Der Rosendorn was a probably an inspiration for Heinrich Wittenwiler's The Ring (ca. 1410), which features a conversation between a woman and her talking vulva, but without the separation between them.

In 1748 the French philosopher Denis Diderot used the motifs of Der Rosendorn and its companions in the genre, as the basis for his novel Les Bijoux Indiscrets, which revolves around a magic ring that gives vulvas (their bijoux) the power to speak.

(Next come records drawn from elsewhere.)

Issue #670, opened 2020-04-18
Provide a Rich Text Editor option for snippets


nanometrenat:
## Issue
Further to the below, and other conversations, we need to add a Rich Text Editor for Snippets 

- https://github.com/IFRCGo/go-frontend/issues/1011 
- https://github.com/IFRCGo/go-frontend/issues/931
- https://github.com/IFRCGo/go-api/issues/667

Particular driver right now is on Emergency pages, but Country and Regional pages also have snippets and it could be useful there too.

The Emergency Page snippets have

- a text box (not Rich Text) where users can paste in EITHER an iframe/URL link to embed e.g. a dashboard (this is the main use case and is critical to keep being supported) OR users can paste in html (this is the use case we're trying to help here - e.g. the Technical Guidance section of COVID-19 is html from another source copied and pasted in)
- an option to select an image for display (also need to keep this option)
- other options for visibility/position/tab/delete (these options also need to stay

What we'd like to have is a way for users to write Rich Text content (including ability to hyperlink to other sites, or to link to documents on GO) within the snippet so they don't have to create html elsewhere to paste in.

Hope this helps explain things but shout if further info required.

GregoryHorvath:
Just copying @teklal 's comment here from a duplicate of this and closing that issue: https://github.com/IFRCGo/go-api/issues/667#issuecomment-617654396

> - Surge alerts, the "Message" field https://prddsgocdnapi.azureedge.net/notifications/surgealert/add/ here the messages that are shared already most of the time have bulleted lists but they don't show on the frontend in the desired way
> - in field reports people sometimes add links to the "source" field so it would be good to be able to support the sharing of links there and having them properly show as links on the frontend too
> - snippets #670
>
> I'll add more when I think of other places.

GregoryHorvath:
@nanometrenat @teklal  Country, Region and Emergency Snippets are now RTE fields, deployed to staging.

nanometrenat:
Thanks @GregoryHorvath Unfortunately now I can't just copy and paste an iframe link into the snippet and have it display - if I just copy and paste directly then it shows as normal paragraph rather than as an iframe.  As per the description above iframes are our base use case for snippets.

In order to get an iframe to display I need to go into "Tools"/"Source code" and paste it there...
[...]

PR #749, opened 2020-05-28
Changed snippets into RTE fields

GregoryHorvath:
Ref.: https://github.com/IFRCGo/go-api/issues/670

## Changes
- Country, Region, Emergency Snippets to Rich Text Editor (HTMLField - TinyMCE)

Will need extensive testing on staging but `<html>` snippets converted without a problem locally and were usable without any manual changes.

### Side notes
- Might need their width shrinked a bit for inlines (Snippets basically)

@thenav56 `makemigrations` made some migrations which affect `deployments` and `actionstaken`, please check on those:
- https://github.com/IFRCGo/go-api/pull/749/files#diff-287e79976830cab5ab15cc6d09369f09
- https://github.com/IFRCGo/go-api/pull/749/files#diff-70e34a7f98da04f5d79635390061c6ec


thenav56:
@GregoryHorvath Thanks for letting me know about those migrations.

This [migration](https://github.com/IFRCGo/go-api/pull/749/files#diff-70e34a7f98da04f5d79635390061c6ec) is due to the deletion of `null=True, blank=True` from project_districts field (my bad on forgetting to send those).

And this [migration](https://github.com/IFRCGo/go-api/pull/749/files#diff-287e79976830cab5ab15cc6d09369f09R14-R17) is due to the deletion of `blank=True` from your [commit](https://github.com/IFRCGo/go-api/commit/a573772a309ce1368bea60bec71dc39f88c9e34f).

Both of these migrations don't affect the database. So nothing to worry.

PR #753, opened 2020-06-02
Re-add FR visibility changes and tests

GergiH:
Ref.: https://github.com/IFRCGo/go-frontend/issues/1118

We still need to change how we handle values showing up if they're not sent through the API by this endpoint.


szabozoltan69:
If I uncomment api/test_views.ps:test_field_reports_visibility, the test fails. Somehow the self.client.get('/api/v2/event/6') does not work (not even with .../1).
Maybe the solution (to create a getable endpoint) is in https://github.com/IFRCGo/go-api/blob/develop/TESTING.md - am I right?

Is there a possibility to keep the local test_test database? I tried pytest --reuse-db and pytest --create-db, but always drops test_test at the end.

batpad:
@szabozoltan69 I know you are out now, but will be great to remember to follow up on this one once you're back. Am going to close this as stale for now.

PR #754, opened 2020-06-02
Fix/email lowercase check

GregoryHorvath:
Ref.: https://github.com/IFRCGo/go-frontend/issues/1300

## Changes
- Password recovery now handles both lower- and uppercased letters
- Username recovery now handles both lower- and uppercased letters

### DIFF
--- a/api/views.py
+++ b/api/views.py
@@ -12,7 +12,7 @@ from django.utils.decorators import method_decorator
 from django.contrib.auth import authenticate
 from django.contrib.auth.models import User
 from django.views import View
-from django.db.models.functions import Lower, TruncMonth, TruncYear
+from django.db.models.functions import TruncMonth, TruncYear
 from django.db.models import Count, Sum
 from django.utils import timezone
 from django.core.exceptions import ObjectDoesNotExist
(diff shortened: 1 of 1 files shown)


api/views.py
```diff
@@ -383,7 +383,8 @@ def handle_post(self, request, *args, **kwargs):
             return bad_request('Must include an `email` property')
 
         try:
-            user = User.objects.get(email=body['email'])
+            req_email = body['email'].lower()
+            user = User.objects.annotate(email_lower=Lower('email')).get(email_lower=req_email)
```
thenav56, line 387: @GregoryHorvath You can use [`iexact`](https://docs.djangoproject.com/en/3.0/ref/models/querysets/#std:fieldlookup-iexact) here directly.

```suggestion
            user = User.objects.get(email__iexact=body['email'])
```

api/views.py
```diff
@@ -410,7 +411,8 @@ def handle_post(self, request, *args, **kwargs):
...
```
thenav56, line 415: [Same](https://github.com/IFRCGo/go-api/pull/754/files#r433796168) here.

GregoryHorvath: Thanks again! Totally forgot about that you mentioned this in another place too. Done: bed7976

Issue #708, opened 2020-05-11
Simplify CSV Output for Event end-point


batpad:
Currently, the emergency API end-point, when returned as CSV, generates separate columns for every field report attached to the emergency. This is creating an inordinate and unmanageable amount of columns.

We should simplify the CSV output for the Emergency API so that it only returns summarized information for the field reports - perhaps just two fields:

 - Has Field Reports - simple `yes` or `no`
 - Field Report IDs - comma separated list of field report IDs

These changes should only happen on the CSV output, and we should leave the JSON output the same (we do this similarly to how we handle the Field Report serializer conditionally based on the output format).

@nanometrenat please let me know if this ticket is duplicated somewhere, could not find an existing ticket.

cc @GregoryHorvath is this something you might be able to take on?

nanometrenat:
Thanks @batpad that sounds great - I hadn't realised that it was simple to treat csv output differently to json - excellent solution.

Above 2 fields sound perfect.  The other thing that would be amazing (though would be an additional requirement, and may not be feasible, so not critical if too hard/risky), would it be possible to add an additional new field Has COVID Field Report ?  Would be really helpful for our dashboards but we can always do a join if not poss.  Many thanks

nanometrenat:
Interestingly, I did not realise that the "mini" event endpoint was even an option!  Interested to know how/where it is used:  https://goadmin.ifrc.org/docs/#event-mini_events

nanometrenat:
Following Monday's meeting, standing by for a proposed new schema for review - thanks!

kamicut:
So for the Events API, the included data that are larger objects are the following:
- Appeals
- Field Reports
- Countries

For countries, we can use the `database id` as well as an iso code or country name for legibility. I'm not too familiar with the structure of the Appeals and Field Reports but they each have a separate `aid` and `rid` that is different from the id.

Here's a sample output of the CSV with the current code:

[...]

PR #762, opened 2020-06-08
Minimize CSV fields in event export

kamicut:
Minimizes the number of fields in the CSV route for the event API 
addresses #708

### DIFF
--- a/api/drf_views.py
+++ b/api/drf_views.py
@@ -70,6 +70,7 @@ from .serializers import (
     SnippetSerializer,
     ListMiniEventSerializer,
     ListEventSerializer,
+    ListEventCsvSerializer,
     ListEventDeploymentsSerializer,
     DetailEventSerializer,
     SituationReportSerializer,
@@ -255,7 +256,11 @@ class EventViewset(viewsets.ReadOnlyModelViewSet):
         if self.action == 'mini_events':
             return ListMiniEventSerializer
         elif self.action == 'list':
-            return ListEventSerializer
+            request_format_type = self.request.GET.get('format', 'json')
+            if request_format_type == 'csv':
+                return ListEventCsvSerializer
+            else:
+                return ListEventSerializer
         else:
             return DetailEventSerializer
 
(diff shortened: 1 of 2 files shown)


kamicut:
Not sure if this is the best way to go @batpad, because for countries the CSV will put the id of the countries instead of the name. Maybe we should revisit what fields should exist in the CSV output.

batpad:
> because for countries the CSV will put the id of the countries instead of the name.

@kamicut good catch. We may want to be able to define the field of the related model to use - eg. `id` in some cases, but `name`, etc. for others. For countries, my hunch is the best might be to use the ISO code or so.

@kamicut do you think if maybe possible to generate an example CSV and attach it to the ticket or so, and we can ask @nanometrenat to have a look and give feedback and what the ideal output for fields that were generating an arbitrary number of columns should be.

batpad:
@kamicut to write tests for this, you can look at something like this: https://github.com/IFRCGo/go-api/blob/develop/api/test_views.py#L56

In general, there's bits of the way we are setting up dummy objects in the db etc. for the tests that can be improved. But in this case, you can create a couple of events in your test with some dummy data, and then call with end-point with `format=csv` and check if the response is as expected.

You can run all the tests with `python manage.py test` (inside the docker container)

Let me know if it helps to look at the testing work-flow together.

api/drf_views.py
```diff
@@ -255,7 +256,11 @@ def get_serializer_class(self):
         if self.action == 'mini_events':
             return ListMiniEventSerializer
         elif self.action == 'list':
-            return ListEventSerializer
+            request_format_type = self.request.GET.get('format', 'json')
```
GregoryHorvath, line 259:
```suggestion
            request_format_type = self.request.GET.get('format', 'json')
            is_tableau = self.request.GET.get('tableau', 'false').lower()
            if request_format_type == 'csv' or is_tableau == 'true':
```

FYI - Couldn't figure it out yet how to work with this suggestion thingy. Consider :260 as changed to the above as well (last line). This is how I'll work with the Tableau WDC so I only need the CSV Serializer but with the JSON format. If you'll have the final version of how we're going to include the "name fields" into the generalized `CsvField()` please let me know.

batpad: @kamicut can you clarify on CsvField? I think for now we've just decided to go with more verbose Method fields and adding model methods? cc @GregoryHorvath

GregoryHorvath: @batpad @kamicut No worries I already merged and started doing it the new way, but any way it would be easy for me to change my current code if we'd change it again.

GregoryHorvath:
@kamicut Is this at a point that it can be merged or still WIP?

cc @batpad

PR #767, opened 2020-06-12
Fix/notifications visibility

GregoryHorvath:
## Changes
Separates the notification mail sending method into one which includes all Users who doesn't have superuser status or not in the 'IFRC Admins' group, and two those who do have either of those.

### Notes
There is a new `fix_types_for_subs` abstracted method, which feels pretty unnecessary if we only had the usable `RecordType`s and converted everyone's old subscriptions into those instead in the database. The whole `index_and_notify` file and related things could make use of a refactor/rewrite because this will only become a bigger mess later.

### DIFF
--- a/api/management/commands/index_and_notify.py
+++ b/api/management/commands/index_and_notify.py
@@ -83,16 +83,19 @@ class Command(BaseCommand):
         return countries, regions
 
 
-    def gather_subscribers(self, records, rtype, stype):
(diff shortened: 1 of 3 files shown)


GregoryHorvath:
This is deployed to staging and tested by myself and also partially with @teklal. Didn't find any issues in those tests.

The premise of Der Rosendorn, suggests Daley, is still a literary trope in the 20th century, for example, in the 1977 cult movie Chatterbox, was also known as Virginia the Talking Vagina. Similarly, the journalist Kate Connolly, writing in The Guardian when the newest fragment was discovered, described them as "the earliest form of The Vagina Monologues". Eve Ensler's episodic play consists of a number of personal monologues read by a diverse group of women. Topics discussed by them include consensual and nonconsensual sexual experiences, body image, genital mutilation, menstrual periods, sex work, and several other topics through the eyes of women with various ages, races, sexualities, and other differences. The journalist Christobel Hastings has also related Der Rosendorn with Ensler's play, calling the former an example of how "long before The Vagina Monologues came into being ... there was plenty of exploration into the complexities of female sexuality in the literary canon". (Note: Hastings considers the poem to abrogate the perception that medieval women were "meek, submissive, and permanently drifting around in long robes with pendant sleeves". Rather, she argues, Der Rosendorn "proves, women are, and have always been, playful, assertive, and in complete control of their sexual destiny".)